======== LISTED ENTRIES ========
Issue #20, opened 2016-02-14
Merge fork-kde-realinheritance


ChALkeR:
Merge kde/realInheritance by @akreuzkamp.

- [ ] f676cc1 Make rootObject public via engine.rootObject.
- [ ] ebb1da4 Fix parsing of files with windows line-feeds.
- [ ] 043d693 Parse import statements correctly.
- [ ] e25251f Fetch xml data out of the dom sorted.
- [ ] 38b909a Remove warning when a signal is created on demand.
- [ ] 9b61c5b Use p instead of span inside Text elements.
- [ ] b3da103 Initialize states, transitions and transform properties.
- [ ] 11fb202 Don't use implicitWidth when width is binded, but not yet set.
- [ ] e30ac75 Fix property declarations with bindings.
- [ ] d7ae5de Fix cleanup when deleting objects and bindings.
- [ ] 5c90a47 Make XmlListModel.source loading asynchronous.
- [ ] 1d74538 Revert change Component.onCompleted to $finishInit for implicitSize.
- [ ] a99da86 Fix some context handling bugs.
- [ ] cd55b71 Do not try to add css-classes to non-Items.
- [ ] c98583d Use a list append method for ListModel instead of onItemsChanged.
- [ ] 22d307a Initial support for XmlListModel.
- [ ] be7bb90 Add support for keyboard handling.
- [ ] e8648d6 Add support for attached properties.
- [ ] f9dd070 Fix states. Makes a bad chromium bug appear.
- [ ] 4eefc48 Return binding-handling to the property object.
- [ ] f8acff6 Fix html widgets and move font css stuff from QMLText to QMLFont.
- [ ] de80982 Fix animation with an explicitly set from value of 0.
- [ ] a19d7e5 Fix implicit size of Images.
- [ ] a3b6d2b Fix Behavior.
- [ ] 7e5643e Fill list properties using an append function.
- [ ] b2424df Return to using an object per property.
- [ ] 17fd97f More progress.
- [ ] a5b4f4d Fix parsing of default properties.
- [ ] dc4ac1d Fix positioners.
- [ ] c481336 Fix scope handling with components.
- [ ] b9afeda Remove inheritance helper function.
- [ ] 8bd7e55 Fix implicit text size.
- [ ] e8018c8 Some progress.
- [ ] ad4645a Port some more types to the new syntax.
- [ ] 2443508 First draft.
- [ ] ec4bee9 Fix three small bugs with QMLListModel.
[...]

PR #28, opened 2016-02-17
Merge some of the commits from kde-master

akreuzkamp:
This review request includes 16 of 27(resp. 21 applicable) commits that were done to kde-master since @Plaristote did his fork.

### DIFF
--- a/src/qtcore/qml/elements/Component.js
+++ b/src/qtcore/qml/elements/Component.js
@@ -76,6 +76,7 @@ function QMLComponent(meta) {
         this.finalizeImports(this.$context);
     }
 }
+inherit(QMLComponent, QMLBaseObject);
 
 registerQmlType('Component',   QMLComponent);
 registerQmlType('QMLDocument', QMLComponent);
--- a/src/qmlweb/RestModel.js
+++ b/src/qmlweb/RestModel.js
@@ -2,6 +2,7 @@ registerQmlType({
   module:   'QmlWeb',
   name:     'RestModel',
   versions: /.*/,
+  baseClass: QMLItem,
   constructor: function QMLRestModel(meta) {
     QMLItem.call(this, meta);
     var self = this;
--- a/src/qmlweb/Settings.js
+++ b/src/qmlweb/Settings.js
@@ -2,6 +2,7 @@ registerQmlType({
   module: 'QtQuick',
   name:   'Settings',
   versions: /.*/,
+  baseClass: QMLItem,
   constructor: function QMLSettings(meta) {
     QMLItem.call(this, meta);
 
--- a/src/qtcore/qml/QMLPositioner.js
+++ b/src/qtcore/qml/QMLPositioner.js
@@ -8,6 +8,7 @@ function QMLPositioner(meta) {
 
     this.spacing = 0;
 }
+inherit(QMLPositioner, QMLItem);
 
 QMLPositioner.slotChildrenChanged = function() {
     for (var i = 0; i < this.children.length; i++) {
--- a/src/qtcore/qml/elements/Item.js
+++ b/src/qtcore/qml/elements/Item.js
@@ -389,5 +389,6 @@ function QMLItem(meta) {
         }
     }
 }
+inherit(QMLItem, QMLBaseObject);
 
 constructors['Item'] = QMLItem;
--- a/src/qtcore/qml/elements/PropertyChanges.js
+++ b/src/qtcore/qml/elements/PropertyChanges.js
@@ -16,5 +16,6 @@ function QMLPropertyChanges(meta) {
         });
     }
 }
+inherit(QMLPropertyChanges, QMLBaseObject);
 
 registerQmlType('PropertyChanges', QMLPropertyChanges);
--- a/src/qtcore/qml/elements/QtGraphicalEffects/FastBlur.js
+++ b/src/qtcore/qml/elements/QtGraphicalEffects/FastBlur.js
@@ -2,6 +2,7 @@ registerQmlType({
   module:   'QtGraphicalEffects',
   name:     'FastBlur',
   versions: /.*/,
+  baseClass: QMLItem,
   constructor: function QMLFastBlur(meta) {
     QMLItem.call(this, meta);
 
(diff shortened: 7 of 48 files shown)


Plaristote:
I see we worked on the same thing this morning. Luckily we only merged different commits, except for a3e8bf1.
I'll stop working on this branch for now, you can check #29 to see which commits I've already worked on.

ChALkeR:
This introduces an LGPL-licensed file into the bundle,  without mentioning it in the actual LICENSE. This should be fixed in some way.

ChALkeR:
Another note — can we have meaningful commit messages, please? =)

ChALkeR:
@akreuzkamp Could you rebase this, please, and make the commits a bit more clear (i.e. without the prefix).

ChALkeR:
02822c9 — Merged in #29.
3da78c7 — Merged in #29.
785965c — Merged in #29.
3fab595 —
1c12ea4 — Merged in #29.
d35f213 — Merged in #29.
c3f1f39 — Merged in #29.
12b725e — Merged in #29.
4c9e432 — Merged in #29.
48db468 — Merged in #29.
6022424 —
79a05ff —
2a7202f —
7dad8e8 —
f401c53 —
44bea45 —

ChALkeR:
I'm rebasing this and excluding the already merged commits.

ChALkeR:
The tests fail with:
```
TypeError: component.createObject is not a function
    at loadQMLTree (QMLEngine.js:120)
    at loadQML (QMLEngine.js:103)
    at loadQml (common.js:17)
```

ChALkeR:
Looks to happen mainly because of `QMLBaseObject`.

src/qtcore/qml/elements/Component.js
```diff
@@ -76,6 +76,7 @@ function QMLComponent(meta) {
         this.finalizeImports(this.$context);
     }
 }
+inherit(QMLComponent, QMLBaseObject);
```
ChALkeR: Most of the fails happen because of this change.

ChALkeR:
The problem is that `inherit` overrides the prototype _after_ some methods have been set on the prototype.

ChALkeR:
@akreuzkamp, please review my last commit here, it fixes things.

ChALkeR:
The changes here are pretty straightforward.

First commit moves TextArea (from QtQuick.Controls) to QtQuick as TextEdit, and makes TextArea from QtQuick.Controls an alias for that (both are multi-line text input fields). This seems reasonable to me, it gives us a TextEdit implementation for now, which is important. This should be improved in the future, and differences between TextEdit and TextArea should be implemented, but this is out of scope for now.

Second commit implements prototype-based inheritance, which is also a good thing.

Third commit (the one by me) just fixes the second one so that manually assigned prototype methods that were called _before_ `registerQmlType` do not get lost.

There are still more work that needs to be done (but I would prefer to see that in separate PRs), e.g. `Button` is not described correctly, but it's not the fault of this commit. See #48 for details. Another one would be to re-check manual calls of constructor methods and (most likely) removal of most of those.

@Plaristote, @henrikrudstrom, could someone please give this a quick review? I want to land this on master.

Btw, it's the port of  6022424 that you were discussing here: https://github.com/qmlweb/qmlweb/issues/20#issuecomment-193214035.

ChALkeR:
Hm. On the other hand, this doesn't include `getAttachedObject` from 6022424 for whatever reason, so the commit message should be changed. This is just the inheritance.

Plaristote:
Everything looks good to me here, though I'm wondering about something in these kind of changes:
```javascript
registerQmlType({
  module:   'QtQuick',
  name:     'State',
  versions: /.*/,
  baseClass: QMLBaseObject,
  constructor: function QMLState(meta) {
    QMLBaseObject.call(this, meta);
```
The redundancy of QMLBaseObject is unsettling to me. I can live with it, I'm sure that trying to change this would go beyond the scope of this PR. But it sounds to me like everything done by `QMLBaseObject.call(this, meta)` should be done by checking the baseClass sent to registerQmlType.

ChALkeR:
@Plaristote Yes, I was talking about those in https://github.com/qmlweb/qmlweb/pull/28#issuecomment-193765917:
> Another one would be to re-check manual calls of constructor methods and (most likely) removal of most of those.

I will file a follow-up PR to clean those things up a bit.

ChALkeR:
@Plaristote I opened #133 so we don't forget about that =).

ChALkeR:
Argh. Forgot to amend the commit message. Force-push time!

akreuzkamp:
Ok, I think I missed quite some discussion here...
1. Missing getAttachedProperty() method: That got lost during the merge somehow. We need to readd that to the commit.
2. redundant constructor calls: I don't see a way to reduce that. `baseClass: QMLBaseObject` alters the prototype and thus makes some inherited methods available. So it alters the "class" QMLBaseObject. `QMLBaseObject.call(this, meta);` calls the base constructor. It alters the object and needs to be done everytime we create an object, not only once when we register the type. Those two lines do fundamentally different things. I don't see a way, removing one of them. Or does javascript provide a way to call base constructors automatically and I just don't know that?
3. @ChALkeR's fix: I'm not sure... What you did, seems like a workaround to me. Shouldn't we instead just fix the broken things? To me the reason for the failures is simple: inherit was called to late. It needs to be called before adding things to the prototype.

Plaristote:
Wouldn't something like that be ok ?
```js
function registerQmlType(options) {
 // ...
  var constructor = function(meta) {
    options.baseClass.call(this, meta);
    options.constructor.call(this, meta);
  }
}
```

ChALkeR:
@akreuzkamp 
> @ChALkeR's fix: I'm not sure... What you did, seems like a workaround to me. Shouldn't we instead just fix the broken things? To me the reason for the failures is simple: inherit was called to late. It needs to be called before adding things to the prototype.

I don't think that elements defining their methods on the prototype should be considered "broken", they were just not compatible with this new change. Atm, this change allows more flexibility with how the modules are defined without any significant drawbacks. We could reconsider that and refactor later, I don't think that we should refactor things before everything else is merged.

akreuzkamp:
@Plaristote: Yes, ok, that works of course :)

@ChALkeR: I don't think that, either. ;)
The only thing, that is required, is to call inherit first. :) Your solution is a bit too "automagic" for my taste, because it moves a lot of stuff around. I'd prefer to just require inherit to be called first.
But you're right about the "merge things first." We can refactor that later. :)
========
======== LISTED ENTRIES ========
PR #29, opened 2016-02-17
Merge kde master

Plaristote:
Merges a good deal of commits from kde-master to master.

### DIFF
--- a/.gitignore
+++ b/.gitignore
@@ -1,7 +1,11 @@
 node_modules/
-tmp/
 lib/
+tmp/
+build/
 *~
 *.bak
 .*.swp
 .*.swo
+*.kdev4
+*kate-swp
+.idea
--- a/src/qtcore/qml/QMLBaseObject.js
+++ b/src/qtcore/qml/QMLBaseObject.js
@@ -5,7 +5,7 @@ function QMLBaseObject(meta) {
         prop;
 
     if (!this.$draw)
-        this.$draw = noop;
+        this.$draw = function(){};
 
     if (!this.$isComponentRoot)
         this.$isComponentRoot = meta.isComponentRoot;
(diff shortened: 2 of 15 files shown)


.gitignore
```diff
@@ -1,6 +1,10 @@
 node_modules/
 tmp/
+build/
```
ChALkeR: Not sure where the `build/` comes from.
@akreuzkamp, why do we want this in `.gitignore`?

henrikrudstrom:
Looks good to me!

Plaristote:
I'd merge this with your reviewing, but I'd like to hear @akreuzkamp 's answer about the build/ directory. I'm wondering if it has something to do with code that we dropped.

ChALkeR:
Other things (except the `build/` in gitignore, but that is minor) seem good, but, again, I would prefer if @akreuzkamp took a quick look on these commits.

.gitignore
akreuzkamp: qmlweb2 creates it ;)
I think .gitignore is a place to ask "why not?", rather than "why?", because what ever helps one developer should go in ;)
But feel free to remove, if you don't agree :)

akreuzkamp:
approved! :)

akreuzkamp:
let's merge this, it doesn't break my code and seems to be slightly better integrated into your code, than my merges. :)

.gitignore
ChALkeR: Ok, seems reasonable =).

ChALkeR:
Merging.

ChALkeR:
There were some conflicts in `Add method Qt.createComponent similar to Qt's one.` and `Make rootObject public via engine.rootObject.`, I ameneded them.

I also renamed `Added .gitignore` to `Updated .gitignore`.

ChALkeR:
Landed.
========
§ PROBLEM TO WORK ON
All lines in the data above from the one with "Issue #20, opened 2016-02-14" through the one with "- [ ] a19d7e5 Fix implicit size of Images." must be repeated exactly, and no others.

§ ANSWER TO THIS TASK
Issue #20, opened 2016-02-14
Merge fork-kde-realinheritance


ChALkeR:
Merge kde/realInheritance by @akreuzkamp.

- [ ] f676cc1 Make rootObject public via engine.rootObject.
- [ ] ebb1da4 Fix parsing of files with windows line-feeds.
- [ ] 043d693 Parse import statements correctly.
- [ ] e25251f Fetch xml data out of the dom sorted.
- [ ] 38b909a Remove warning when a signal is created on demand.
- [ ] 9b61c5b Use p instead of span inside Text elements.
- [ ] b3da103 Initialize states, transitions and transform properties.
- [ ] 11fb202 Don't use implicitWidth when width is binded, but not yet set.
- [ ] e30ac75 Fix property declarations with bindings.
- [ ] d7ae5de Fix cleanup when deleting objects and bindings.
- [ ] 5c90a47 Make XmlListModel.source loading asynchronous.
- [ ] 1d74538 Revert change Component.onCompleted to $finishInit for implicitSize.
- [ ] a99da86 Fix some context handling bugs.
- [ ] cd55b71 Do not try to add css-classes to non-Items.
- [ ] c98583d Use a list append method for ListModel instead of onItemsChanged.
- [ ] 22d307a Initial support for XmlListModel.
- [ ] be7bb90 Add support for keyboard handling.
- [ ] e8648d6 Add support for attached properties.
- [ ] f9dd070 Fix states. Makes a bad chromium bug appear.
- [ ] 4eefc48 Return binding-handling to the property object.
- [ ] f8acff6 Fix html widgets and move font css stuff from QMLText to QMLFont.
- [ ] de80982 Fix animation with an explicitly set from value of 0.
- [ ] a19d7e5 Fix implicit size of Images.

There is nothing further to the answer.